In his comments, Kennedy joked about how much French influence he had in his life. “I sleep in a French bed. In the morning my breakfast is served by a French chef, I go to my office, and the bad news of the day is brought to me by my press secretary Pierre Salinger, not in his native [French] language, and I am married to a daughter of France.”

The view through long French windows was to a rainy evening outside where palace lawns and grand fountains turned emerald green in spotlights. The after-dinner reception expanded to a thousand guests, whom the
Washington Post
report portrayed as “indescribably elegant.” The French men were peacocking with bright sashes across shirtfronts, giant stars and crosses pinned to their tailcoats, and rows of miniature medals pinned on lapels. The women wore long gloves and jewels, and a few dowagers were richly tiaraed.

Yet the star that evening was Jackie, wearing a Directoire-styled gown of pale pink and white straw lace. Alexandre, hairdresser to the Parisian elite, whispered to the
New York Times
that he had cut an inch from the First Lady’s hair and trimmed her bangs for that evening, creating the look of “a Gothic Madonna.” For the next evening’s dinner at Versailles, Alexandre promised something more evocative of Louis XIV, with diamond flame clips sticking through her hair to “give her a fairy-like air.”
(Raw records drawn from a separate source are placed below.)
PR #428, opened 2023-09-12
fix: consistent naming of env variables

thevaibhav-dixit:
Renames ```AUTH_CODE``` with ```GALOY_PHONE_CODE``` everywhere.


.env.example
```diff
@@ -11,9 +11,9 @@ export BITFINEX_API_KEY="Bitfinex trading API key"
 export BITFINEX_SECRET_KEY="Bitfinex trading secret key"
 
 # Galoy Backend
-export GALOY_PHONE_NUMBER="Galoy phone number"
+export PHONE_NUMBER="Galoy phone number" # required for local testing.
```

Kennedy’s mother, Rose, “slim as the proverbial wand,” wore a floor-length Balenciaga gown of white silk appliquéd with pink flowers that had real diamonds in their centers. Paris publications gushed at how refreshingly European all the Kennedys were.

 

D
uring their “tub talk” the following day, Kennedy reflected with his friends on de Gaulle’s observation that the West could never keep West Berlin free without a willingness to use the nuclear bomb.
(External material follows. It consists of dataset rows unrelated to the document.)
PR #430, opened 2023-09-13
feat: quotes-server

bodymindarts:


proto/quotes/quote_service.proto
```diff
@@ -0,0 +1,48 @@
...
+
+service QuoteService {
+  rpc GetQuoteToBuyCents(GetQuoteToBuyCentsRequest) returns (GetQuoteToBuyCentsResponse) {}
+  rpc GetQuoteToSellCents(GetQuoteToSellCentsRequest) returns (GetQuoteToSellCentsResponse) {}
+  rpc AcceptQuote(AcceptQuoteRequest) returns (AcceptQuoteResponse) {}
+}
+
+message GetQuoteToBuyCentsRequest {
+  oneof quote_for {
+    uint64 amount_to_sell_in_sats = 1;
```
nicolasburtey, line 12: one might want to "sell $100 worth of bitcoin", so the amount as an input should be dollar, not sats.

Cargo.toml
```diff
@@ -4,6 +4,7 @@ members = [
   "shared",
   "ledger",
   "price-server",
+  "quotes-server",
```
nicolasburtey, line 7: does it make sense to be different than the price server?

proto/quotes/quote_service.proto
bodymindarts: That’s what the next line is for. You can specify either the btc amount to sell or the USD amount to buy (your scenario). See the oneof keyword

nicolasburtey: it's a different use case. yours is `buy with a USD amount`. the one I mention i `sell with a USD amount`

bodymindarts: There is a matrix of 2*2*2 = 8 use cases.

The 3 binary variables are:
buy / sell USD
denominate amount in BTC / USB
execute immediately / execute in future

The api of the current price server has each of the 8 use cases as its own function call.
In this api I'm proposing to reduce the number of exposed endpoint to 2 (buy / sell) and pass the other binaries as function variables (denomination / execution).

nicolasburtey: If as a user, I request to sell $100 of bitcoin, but get credited 99.98 because of some math approximation and because if a mismatch of source of truth, then I would think there are hidden fees in here or that the system doesn't really work well.

If stablesats is going to be the source of truth, we can make those shortcuts because it would worsen the user experience and reduce trust in the system

bodymindarts: So in your example the request would call `GetQuoteToBuyCents(GetQuoteToBuyCentsRequest)` because we are buying USD (ie. selling bitcoin). But we want to denominate the amount in `use` ($100 worth). That means in the `oneof` argument I would specify the `amount_to_buy_in_cents = 100`

```
message GetQuoteToBuyCentsRequest {
  oneof quote_for {
    uint64 amount_to_sell_in_sats = 1;
    uint64 amount_to_buy_in_cents = 2;
  }

  bool immediate_execution = 3;
}
=>
GetQUoteToBuyCentsRequest {
  quote_for: { amount_to_buy_in_cents: 100 }
  immediate_execution: false
}
```

This is the same way it works now with the [`GetSatsFromCentsForFutureBuy`](https://github.com/GaloyMoney/stablesats-rs/blob/469344f1c5faf2909858a35c017bf313f9461e45/proto/price/price_service.proto#L11) call.

The only difference here is that we are passing some arguments instead of separating each method call.

nicolasburtey: ok, I misread the initial interface.

If I want to buy $100 of bitcoin, can I get a quote by passing a dollar amount?

bodymindarts: Yes (see example above)

nicolasburtey: ok.

I think `message GetQuoteToBuyCentsRequest`

would be better worded with`message GetQuoteToBuyDollarRequest` or `message GetQuoteToBuyStablesatsRequest` 

because otherwise it's a bit convoluted that we using cents as both the assets and unit of account. 

This may be why I have been mis interpreting the API (I skimed through it and didnt' try to read it thoroughly)

proto/quotes/quote_service.proto
```diff
@@ -0,0 +1,48 @@
+syntax = "proto3";
+package services.quotes.v1;
+
+service QuoteService {
+  rpc GetQuoteToBuyCents(GetQuoteToBuyCentsRequest) returns (GetQuoteToBuyCentsResponse) {}
+  rpc GetQuoteToSellCents(GetQuoteToSellCentsRequest) returns (GetQuoteToSellCentsResponse) {}
+  rpc AcceptQuote(AcceptQuoteRequest) returns (AcceptQuoteResponse) {}
+}
+
+message GetQuoteToBuyCentsRequest {
```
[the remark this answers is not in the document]
bodymindarts: Premature IMO.

vindard:
Another general comment. I have the problem right now where it's not easy to reason about whether I'm using the right quote type for the right circumstance. I'd have to refer back to [this test case](https://github.com/GaloyMoney/galoy/blob/0d785c182aca5ba228a18d0d86e60b1391da48c4/test/integration/services/stablesats.spec.ts#L103) to see how the different prices behave with spreads, and the implications for using the wrong method are that we open ourselves up to arbitrage attacks.

I'm wondering if there's a way to capture this spread behaviour somehow in the api names.

migrations/20231004130543_stablesats_quotes.up.sql
```diff
@@ -0,0 +1,19 @@
+CREATE TYPE direction_enum AS ENUM ('BuyCents', 'SellCents');
+
+CREATE TABLE stablesats_quote (
+    id UUID PRIMARY KEY DEFAULT gen_random_uuid(),
+    direction direction_enum NOT NULL,
+    immediate_execution BOOLEAN NOT NULL,
+    sat_amount BIGINT NOT NULL,
+    cent_amount BIGINT NOT NULL,
```
bodymindarts, line 8: Do these need to be indexed?

quotes-server/src/quote/entity.rs
```diff
@@ -3,6 +3,7 @@ use derive_builder::Builder;
 use serde::{Deserialize, Serialize};
 
 use crate::currency::*;
+use crate::EntityEvents;
```
bodymindarts, line 6: this shouldn't be exposed in top level. Also `use crate::{..}`

quotes-server/src/app/mod.rs
```diff
@@ -72,13 +72,15 @@ impl QuotesApp {
...
-        let _usd_amount = self
+        let usd_amount = self
             .price_calculator
             .cents_from_sats_for_buy(Satoshis::from(sats), immediate_execution)
             .await?;
         let new_quote = NewQuote::builder()
             .direction(Direction::BuyCents)
             .immediate_execution(immediate_execution)
+            .cent_amount(usd_amount)
+            .sat_amount(Satoshis::from(sats))
```
bodymindarts, line 83: redundant `Satoshis::from`.. just set it to a local var the same you use line 77.

quotes-server/src/price/error.rs
```diff
@@ -2,10 +2,13 @@ use thiserror::Error;
 
 use shared::time::*;
 
+use crate::cache::OrderBookCacheError;
```
bodymindarts, line 5: newline missing?

quotes-server/src/server/convert.rs
```diff
@@ -0,0 +1,61 @@
...
+                .cent_amount
+                .amount()
+                .to_u64()
+                .expect("cent_amount should always parse to u64"),
+            expires_at: quote
+                .expires_at
+                .timestamp()
+                .to_u32()
+                .expect("timestamp should always parse to u32"),
+            executed: false, // hardcoded for now
```
bodymindarts, line 34: this is okay but I would hard code it somewhere else.

```
quote.executed()
```
```
implementation Quote
 fn executed() -> bool { false }
```

proto/quotes/quote_service.proto
```diff
@@ -0,0 +1,48 @@
...
+message GetQuoteToSellUsdRequest {
+  oneof quote_for {
+    uint64 amount_to_buy_in_sats = 1;
+    uint64 amount_to_sell_in_cents = 2;
+  }
+
+  bool immediate_execution = 3;
+}
+
+message GetQuoteToSellUsdResponse {
```
bodymindarts, line 36: I think we should probably nest a `message Quote` inside here:
```
message GetQuoteToSellUsdResponse {
  Quote quote = 1
  }
```

ledger/src/lib.rs
```diff
@@ -220,6 +222,34 @@ impl Ledger {
...
+        id: LedgerTxId,
+        params: QuoteBuyUsdParams,
+    ) -> Result<(), LedgerError> {
+        self.inner
+            .post_transaction_in_tx(tx, id, QUOTE_BUY_USD_CODE, Some(params))
+            .await?;
+        Ok(())
+    }
+
+    // todo: should i construct the params from the corelation_id?
```
bodymindarts, line 238: yes

ledger/src/templates/quote_buy_usd.rs
```diff
@@ -0,0 +1,133 @@
...
+use tracing::instrument;
+
+use crate::{constants::*, error::*};
+
+#[derive(Debug, Clone, Serialize, Deserialize)]
+pub struct QuoteBuyUsdMeta {
+    #[serde(with = "chrono::serde::ts_seconds")]
+    pub timestamp: DateTime<Utc>,
+    pub btc_tx_id: String,
+    pub usd_tx_id: String,
```
bodymindarts, line 14: These should not be required

ledger/src/templates/quote_buy_usd.rs
```diff
@@ -0,0 +1,133 @@
...
+}
+
+#[derive(Debug, Clone)]
+pub struct QuoteBuyUsdParams {
```
bodymindarts, line 18: Missing fees.

ledger/src/templates/quote_buy_usd.rs
```diff
@@ -0,0 +1,133 @@
...
+    #[instrument(name = "ledger.quote_buy_usd.init", skip_all)]
+    pub async fn init(ledger: &SqlxLedger) -> Result<(), LedgerError> {
+        let tx_input = TxInput::builder()
+            .journal_id(format!("uuid('{STABLESATS_JOURNAL_ID}')"))
+            .effective("params.effective")
+            .metadata("params.meta")
+            .description("'Quote buy USD'")
+            .build()
+            .expect("Couldn't build TxInput");
+        let entries = vec![
```
bodymindarts, line 80: Missing fees.

ledger/src/templates/revert_quote_buy_usd.rs
```diff
@@ -0,0 +1,133 @@
...
+        params.insert("effective", effective);
+        params
+    }
+}
+pub struct RevertQuoteBuyUsd {}
+
+impl RevertQuoteBuyUsd {
+    #[instrument(name = "ledger.revert_quote_buy_usd.init", skip_all)]
+    pub async fn init(ledger: &SqlxLedger) -> Result<(), LedgerError> {
+        let tx_input = TxInput::builder()
```
bodymindarts, line 73: Missing correlation id

quotes-server/src/price/mod.rs
```diff
@@ -0,0 +1,199 @@
...
+pub use fee::*;
+pub use mixer::*;
+pub use tick_converter::*;
+pub use traits::*;
+
+pub struct PriceCalculator {
+    fee_calculator: FeeCalculator,
+    price_mixer: PriceMixer,
+}
+
```
bodymindarts, line 21: ConversionResult<T> {
  final_quote: T,
  sats:
  cents:
  sat_fees:
  cent_fees:
}

ledger/src/error.rs
```diff
@@ -5,4 +5,12 @@ use thiserror::Error;
 pub enum LedgerError {
     #[error("LedgerError - SqlxLedger: {0}")]
     SqlxLedger(#[from] sqlx_ledger::SqlxLedgerError),
+    #[error("LedgerError - Transaction not found")]
+    TransactionNotFound,
+    #[error("LedgerError - MissingTxMetadata")]
+    MissingTxMetadata,
+    #[error("LedgerError - NotFound: {0}")]
+    ExpectedEntryNotFoundInTx(&'static str),
+    #[error("LedgerError - SerdeJson: {0}")]
```
thevaibhav-dixit, line 14: note: remove this

quotes-server/tests/quotes_app.rs
```diff
@@ -0,0 +1,164 @@
+use rust_decimal_macros::dec;
```
bodymindarts, line 1: quote with immediate execution
- get quote
- accept quote => error (already executed)
quote with delayed execution
- get quote
- accept quote => success
- accept quote => error (already executed)

quotes-server/tests/quotes_app.rs
```diff
@@ -0,0 +1,125 @@
...
+        .await;
+    assert!(quote.is_ok());
+
+    let err = app.accept_quote(quote.unwrap().id).await;
+    assert!(matches!(err, Err(QuotesAppError::QuoteAlreadyAccepted(_))));
+
+    let quote = app
+        .quote_cents_from_sats_for_buy(dec!(100_000_000), false)
+        .await;
+    tokio::time::sleep(std::time::Duration::from_secs(5)).await;
```
bodymindarts, line 120: why not 2? And magic number...

ledger/src/balances.rs
```diff
@@ -17,6 +17,16 @@ impl<'a> Balances<'a> {
             .await
     }
 
+    pub async fn quotes_usd_liability(&self) -> Result<Option<AccountBalance>, LedgerError> {
+        self.get_ledger_account_balance(STABLESATS_JOURNAL_ID, QUOTES_LIABILITY_ID, self.usd)
+            .await
+    }
+
+    pub async fn quotes_btc_liability(&self) -> Result<Option<AccountBalance>, LedgerError> {
```
bodymindarts, line 25: btc is not a liability

quotes-server/src/app/config.rs
```diff
@@ -0,0 +1,50 @@
...
+impl Default for QuotesConfig {
+    fn default() -> Self {
+        Self {
+            expiration_interval: default_expiration_interval(),
+        }
+    }
+}
+
+fn default_expiration_interval() -> Duration {
+    const DEFAULT_EXPIRATION_INTERVAL: std::time::Duration = std::time::Duration::from_secs(120);
```
bodymindarts, line 48: redundant const. `default...` fn already identifies unique access point + its not shared outside of this file or even outside this function.

quotes-server/src/app/mod.rs
```diff
@@ -0,0 +1,294 @@
...
+            .direction(Direction::BuyCents)
+            .immediate_execution(immediate_execution)
+            .cent_amount(usd_amount)
+            .sat_amount(sats)
+            .expires_at(expiry_time)
+            .build()
+            .expect("Could not build quote");
+        let quote = self.quotes.create(new_quote).await?;
+        if immediate_execution {
+            self.accept_quote(quote.id).await?;
```
bodymindarts, line 103: Needs to be in transaction

quotes-server/src/app/mod.rs
```diff
@@ -0,0 +1,294 @@
...
+        let usd_amount = self
+            .price_calculator
+            .cents_from_sats_for_buy(sats.clone(), immediate_execution)
+            .await?;
+        let expiry_time = expiration_time_from_duration(self.config.expiration_interval);
+        let new_quote = NewQuote::builder()
+            .direction(Direction::BuyCents)
+            .immediate_execution(immediate_execution)
+            .cent_amount(usd_amount)
+            .sat_amount(sats)
```
bodymindarts, line 97: Missing cent_spread / sat_spread

quotes-server/src/app/mod.rs
```diff
@@ -0,0 +1,294 @@
...
+            .direction(Direction::SellCents)
+            .immediate_execution(immediate_execution)
+            .cent_amount(usd_amount)
+            .sat_amount(sats)
+            .expires_at(expiry_time)
+            .build()
+            .expect("Could not build quote");
+        let quote = self.quotes.create(new_quote).await?;
+        if immediate_execution {
+            self.accept_quote(quote.id).await?;
```
bodymindarts, line 130: needs to be in transactoi

quotes-server/src/app/mod.rs
```diff
@@ -0,0 +1,294 @@
...
+            .direction(Direction::BuyCents)
+            .immediate_execution(immediate_execution)
+            .cent_amount(cents)
+            .sat_amount(sat_amount)
+            .expires_at(expiry_time)
+            .build()
+            .expect("Could not build quote");
+        let quote = self.quotes.create(new_quote).await?;
+        if immediate_execution {
+            self.accept_quote(quote.id).await?;
```
bodymindarts, line 184: accept_quote(id) ->
accept_quote_in_tx(quote, tx)

quotes-server/src/app/mod.rs
```diff
@@ -0,0 +1,294 @@
...
+
+        if quote.is_accepted() {
+            return Err(QuotesAppError::QuoteAlreadyAccepted(id.to_string()));
+        }
+
+        if quote.is_expired() {
+            return Err(QuotesAppError::QuoteExpired(id.to_string()));
+        }
+
+        quote.accept();
```
bodymindarts, line 201: accept should fail with expired / already accepted errors.

quotes-server/src/app/mod.rs
```diff
@@ -0,0 +1,294 @@
...
+                        usd_cents_amount: Decimal::from(quote.cent_amount.clone()),
+                        satoshi_amount: Decimal::from(quote.sat_amount.clone()),
+                        meta: BuyUsdQuoteAcceptedMeta {
+                            timestamp: Utc::now(),
+                        },
+                    },
+                )
+                .await?;
+        }
+        self.quotes.update(quote).await?;
```
bodymindarts, line 232: not atomic?

shared/src/macros.rs
```diff
@@ -124,3 +124,58 @@ macro_rules! decimal_wrapper_common {
         }
     };
 }
+
+#[macro_export]
+macro_rules! entity_id {
```
bodymindarts, line 129: redundant

sebastienverreault (approved):
spread calcs look good

thevaibhav-dixit:
closing since most of the work on this has been done via multiple smaller pr's.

“So we’re stuck in a ridiculous situation,” Kennedy said through the steam. “It seems silly for us to be facing an atomic war over a treaty preserving Berlin as the future capital of a reunified Germany when all of us know that Germany will probably never be reunified. But we’re committed to that agreement, and so are the Russians, so we can’t let them back out of it.”

VIENNA
SATURDAY, JUNE
3, 1961

Kennedy’s advance team had choreographed the president’s arrival in Vienna in a manner calculated to unsettle Khrushchev, who had expressed jealousy to his team about Kennedy’s ever-rising global popularity. The more the Soviets opposed a grand Kennedy airport arrival and motorcade, the more O’Donnell had insisted upon it. After each Soviet objection, he had added more limousines and flags.